There’s no shortage of great talent for companies such as Apple, Google, Intel, Facebook, Wikipedia and some exciting startups. But what if you are not one of these?
I received the following job ad in my mailbox (see below in italics), from a third-party recruiter, and it’s probably for a data science position at Nike near Portland, Oregon (my guess). Basically, it’s a 6-month gig to build an A/B platform.
I discuss here a few aspects that make this job ad unlikely to attract talent, as well as remedies.
This skills mix is not found in typical employees. Granted, this is a consulting job, but you should then advertise it as a consulting opportunity. You would have to offer $300/hr to motivate the few guys that have this rare mix of talent and knowledge. There are consultants or small consulting companies (with this mix) willing to do the job for $300/hour (motivation is even bigger if you reimburse their weekly hotel/travel expenses, and consulting firms are better equipped than individual consultants as they can use a mix of cheap, junior with expensive, senior consultants to lower the cost). Or do you really need to build such a platform in the first place? Why not get one from a vendor instead?

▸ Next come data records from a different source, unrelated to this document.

PR #265, opened 2019-05-16
faster Toom-Cook 3 algorithms

czurnieden:
Just brought the implementation up to state-of-the-art, nothing else changed.
Halfs the cut-off point and brings it therefore into the expected region. The expected region is a bit less than twice the Karatsuba cut-off point and that is where it is now.

This code was part of #227.

### DIFF
--- a/bn_s_mp_toom_mul.c
+++ b/bn_s_mp_toom_mul.c
@@ -10,263 +10,260 @@
  * only particularly useful on VERY large inputs
  * (we're talking 1000s of digits here...).
 */
+
+/*
+   This file contains code from J. Arndt's book  "Matters Computational"
+   and the accompanying FXT-library with permission of the author.
+*/
+
+/*
+   Setup from
+
+     Chung, Jaewook, and M. Anwar Hasan. "Asymmetric squaring formulae."
+     18th IEEE Symposium on Computer Arithmetic (ARITH'07). IEEE, 2007.
+
+   The interpolation from above needed one temporary variable more
+   than the interpolation here:
+
+     Bodrato, Marco, and Alberto Zanoni. "What about Toom-Cook matrices optimality."
+     Centro Vito Volterra Universita di Roma Tor Vergata (2006)
+*/
+
 mp_err s_mp_toom_mul(const mp_int *a, const mp_int *b, mp_int *c)
 {
-   mp_int w0, w1, w2, w3, w4, tmp1, tmp2, a0, a1, a2, b0, b1, b2;
-   int B;
-   mp_err err;
+   mp_int S1, S2, T1, a0, a1, a2, b0, b1, b2;
+   int err, B, count;
 
    /* init temps */
-   if ((err = mp_init_multi(&w0, &w1, &w2, &w3, &w4,
-                            &a0, &a1, &a2, &b0, &b1,
-                            &b2, &tmp1, &tmp2, NULL)) != MP_OKAY) {
+   if ((err = mp_init_multi(&S1, &S2, &T1, NULL)) != MP_OKAY) {
       return err;
    }
 
    /* B */
    B = MP_MIN(a->used, b->used) / 3;
 
-   /* a = a2 * B**2 + a1 * B + a0 */
-   if ((err = mp_mod_2d(a, MP_DIGIT_BIT * B, &a0)) != MP_OKAY) {
-      goto LBL_ERR;
+   /** a = a2 * x^2 + a1 * x + a0; */
+   if ((err = mp_init_size(&a0, B)) != MP_OKAY) {
+      goto LTM_ERRa0;
+   }
+   for (count = 0; count < B; count++) {
+      a0.dp[count] = a->dp[count];
+      a0.used++;
+   }
+   mp_clamp(&a0);
+   if ((err = mp_init_size(&a1, B)) != MP_OKAY) {
+      goto LTM_ERRa1;
+   }
+   for (; count < (2 * B); count++) {
+      a1.dp[count - B] = a->dp[count];
+      a1.used++;
+   }
+   mp_clamp(&a1);
+   if ((err = mp_init_size(&a2, B + (a->used - (3 * B)))) != MP_OKAY) {
+      goto LTM_ERRa2;
+   }
+   for (; count < a->used; count++) {
+      a2.dp[count - 2 * B] = a->dp[count];
+      a2.used++;
    }
 
-   if ((err = mp_copy(a, &a1)) != MP_OKAY) {
-      goto LBL_ERR;
+   /** b = b2 * x^2 + b1 * x + b0; */
+   if ((err = mp_init_size(&b0, B)) != MP_OKAY) {
+      goto LTM_ERRb0;
    }
-   mp_rshd(&a1, B);
-   if ((err = mp_mod_2d(&a1, MP_DIGIT_BIT * B, &a1)) != MP_OKAY) {
-      goto LBL_ERR;
+   for (count = 0; count < B; count++) {
+      b0.dp[count] = b->dp[count];
+      b0.used++;
    }
-
-   if ((err = mp_copy(a, &a2)) != MP_OKAY) {
-      goto LBL_ERR;
+   mp_clamp(&b0);
+   if ((err = mp_init_size(&b1, B)) != MP_OKAY) {
+      goto LTM_ERRb1;
    }
-   mp_rshd(&a2, B*2);
-
-   /* b = b2 * B**2 + b1 * B + b0 */
-   if ((err = mp_mod_2d(b, MP_DIGIT_BIT * B, &b0)) != MP_OKAY) {
-      goto LBL_ERR;
+   for (; count < (2 * B); count++) {
+      b1.dp[count - B] = b->dp[count];
+      b1.used++;
    }
-
-   if ((err = mp_copy(b, &b1)) != MP_OKAY) {
-      goto LBL_ERR;
+   mp_clamp(&b1);
+   if ((err = mp_init_size(&b2, B + (b->used - (3 * B)))) != MP_OKAY) {
+      goto LTM_ERRb2;
    }
-   mp_rshd(&b1, B);
-   if ((err = mp_mod_2d(&b1, MP_DIGIT_BIT * B, &b1)) != MP_OKAY) {
-      goto LBL_ERR;
-   }
-
-   if ((err = mp_copy(b, &b2)) != MP_OKAY) {
-      goto LBL_ERR;
-   }
-   mp_rshd(&b2, B*2);
-
-   /* w0 = a0*b0 */
-   if ((err = mp_mul(&a0, &b0, &w0)) != MP_OKAY) {
-      goto LBL_ERR;
+   for (; count < b->used; count++) {
+      b2.dp[count - 2 * B] = b->dp[count];
+      b2.used++;
    }
 
-   /* w4 = a2 * b2 */
-   if ((err = mp_mul(&a2, &b2, &w4)) != MP_OKAY) {
-      goto LBL_ERR;
+   /** \\ S1 = (a2+a1+a0) * (b2+b1+b0); */
+   /** T1 = a2 + a1; */
+   if ((err = mp_add(&a2, &a1, &T1)) != MP_OKAY) {
+      goto LTM_ERR;
+   }
+   /** S2 = T1 + a0; */
+   if ((err = mp_add(&T1, &a0, &S2)) != MP_OKAY) {
+      goto LTM_ERR;
+   }
+   /** c = b2 + b1; */
+   if ((err = mp_add(&b2, &b1, c)) != MP_OKAY) {
+      goto LTM_ERR;
+   }
+   /** S1 = c + b0; */
+   if ((err = mp_add(c, &b0, &S1)) != MP_OKAY) {
+      goto LTM_ERR;
+   }
+   /** S1 = S1 * S2; */
+   if ((err = mp_mul(&S1, &S2, &S1)) != MP_OKAY) {
+      goto LTM_ERR;
+   }
+   /** \\S2 = (4*a2+2*a1+a0) * (4*b2+2*b1+b0); */
+   /** T1 = T1 + a2; */
+   if ((err = mp_add(&T1, &a2, &T1)) != MP_OKAY) {
+      goto LTM_ERR;
+   }
+   /** T1 = T1 << 1; */
+   if ((err = mp_mul_2(&T1, &T1)) != MP_OKAY) {
+      goto LTM_ERR;
+   }
+   /** T1 = T1 + a0; */
+   if ((err = mp_add(&T1, &a0, &T1)) != MP_OKAY) {
+      goto LTM_ERR;
+   }
+   /** c = c + b2; */
+   if ((err = mp_add(c, &b2, c)) != MP_OKAY) {
+      goto LTM_ERR;
+   }
+   /** c = c << 1; */
+   if ((err = mp_mul_2(c, c)) != MP_OKAY) {
+      goto LTM_ERR;
+   }
+   /** c = c + b0; */
+   if ((err = mp_add(c, &b0, c)) != MP_OKAY) {
+      goto LTM_ERR;
+   }
+   /** S2 = T1 * c; */
+   if ((err = mp_mul(&T1, c, &S2)) != MP_OKAY) {
+      goto LTM_ERR;
+   }
+   /** \\S3 = (a2-a1+a0) * (b2-b1+b0); */
+   /** a1 = a2 - a1; */
+   if ((err = mp_sub(&a2, &a1, &a1)) != MP_OKAY) {
+      goto LTM_ERR;
+   }
+   /** a1 = a1 + a0; */
+   if ((err = mp_add(&a1, &a0, &a1)) != MP_OKAY) {
+      goto LTM_ERR;
+   }
+   /** b1 = b2 - b1; */
+   if ((err = mp_sub(&b2, &b1, &b1)) != MP_OKAY) {
+      goto LTM_ERR;
+   }
+   /** b1 = b1 + b0; */
+   if ((err = mp_add(&b1, &b0, &b1)) != MP_OKAY) {
+      goto LTM_ERR;
+   }
+   /** a1 = a1 * b1; */
+   if ((err = mp_mul(&a1, &b1, &a1)) != MP_OKAY) {
+      goto LTM_ERR;
+   }
+   /** b1 = a2 * b2; */
+   if ((err = mp_mul(&a2, &b2, &b1)) != MP_OKAY) {
+      goto LTM_ERR;
+   }
+   /** \\S2 = (S2 - S3)/3; */
+   /** S2 = S2 - a1; */
+   if ((err = mp_sub(&S2, &a1, &S2)) != MP_OKAY) {
+      goto LTM_ERR;
+   }
+   /** S2 = S2 / 3; \\ this is an exact division  */
+   if ((err = mp_div_3(&S2, &S2, NULL)) != MP_OKAY) {
+      goto LTM_ERR;
+   }
+   /** a1 = S1 - a1; */
+   if ((err = mp_sub(&S1, &a1, &a1)) != MP_OKAY) {
+      goto LTM_ERR;
+   }
+   /** a1 = a1 >> 1; */
+   if ((err = mp_div_2(&a1, &a1)) != MP_OKAY) {
+      goto LTM_ERR;
+   }
+   /** a0 = a0 * b0; */
+   if ((err = mp_mul(&a0, &b0, &a0)) != MP_OKAY) {
+      goto LTM_ERR;
+   }
+   /** S1 = S1 - a0; */
+   if ((err = mp_sub(&S1, &a0, &S1)) != MP_OKAY) {
+      goto LTM_ERR;
+   }
+   /** S2 = S2 - S1; */
+   if ((err = mp_sub(&S2, &S1, &S2)) != MP_OKAY) {
+      goto LTM_ERR;
+   }
+   /** S2 = S2 >> 1; */
+   if ((err = mp_div_2(&S2, &S2)) != MP_OKAY) {
+      goto LTM_ERR;
+   }
+   /** S1 = S1 - a1; */
+   if ((err = mp_sub(&S1, &a1, &S1)) != MP_OKAY) {
+      goto LTM_ERR;
+   }
+   /** S1 = S1 - b1; */
+   if ((err = mp_sub(&S1, &b1, &S1)) != MP_OKAY) {
+      goto LTM_ERR;
+   }
+   /** T1 = b1 << 1; */
+   if ((err = mp_mul_2(&b1, &T1)) != MP_OKAY) {
+      goto LTM_ERR;
+   }
+   /** S2 = S2 - T1; */
+   if ((err = mp_sub(&S2, &T1, &S2)) != MP_OKAY) {
+      goto LTM_ERR;
+   }
+   /** a1 = a1 - S2; */
+   if ((err = mp_sub(&a1, &S2, &a1)) != MP_OKAY) {
+      goto LTM_ERR;
    }
 
-   /* w1 = (a2 + 2(a1 + 2a0))(b2 + 2(b1 + 2b0)) */
-   if ((err = mp_mul_2(&a0, &tmp1)) != MP_OKAY) {
-      goto LBL_ERR;
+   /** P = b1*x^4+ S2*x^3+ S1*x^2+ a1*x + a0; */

You mention that machine learning / statistics is a plus (not a requirement), yet the core of the job is developing an A/B testing platform. Something where deep statistical knowledge is most critical.
For a regular employee, you would want an engineer with some statistical knowledge, train him so that he becomes an expert in experimental design (aka A/B testing) – at least in digital experimental design. The guy needs to acquire a deep knowledge of Internet/server architecture, traffic flows and web metrics, to understand source of biases in this type of A/B testing. Yet he needs to be very knowledgeable about statistical theory and non-parametric, robust confidence intervals in the context of big data and most importantly – in the context of doing TONS of A/B tests, whether the data is big or small.
In short, you need someone with some very specialized, narrow (not comprehensive) statistical knowledge (not an expert in logistic regression) and very specialized (but not comprehensive) knowledge about Internet architecture.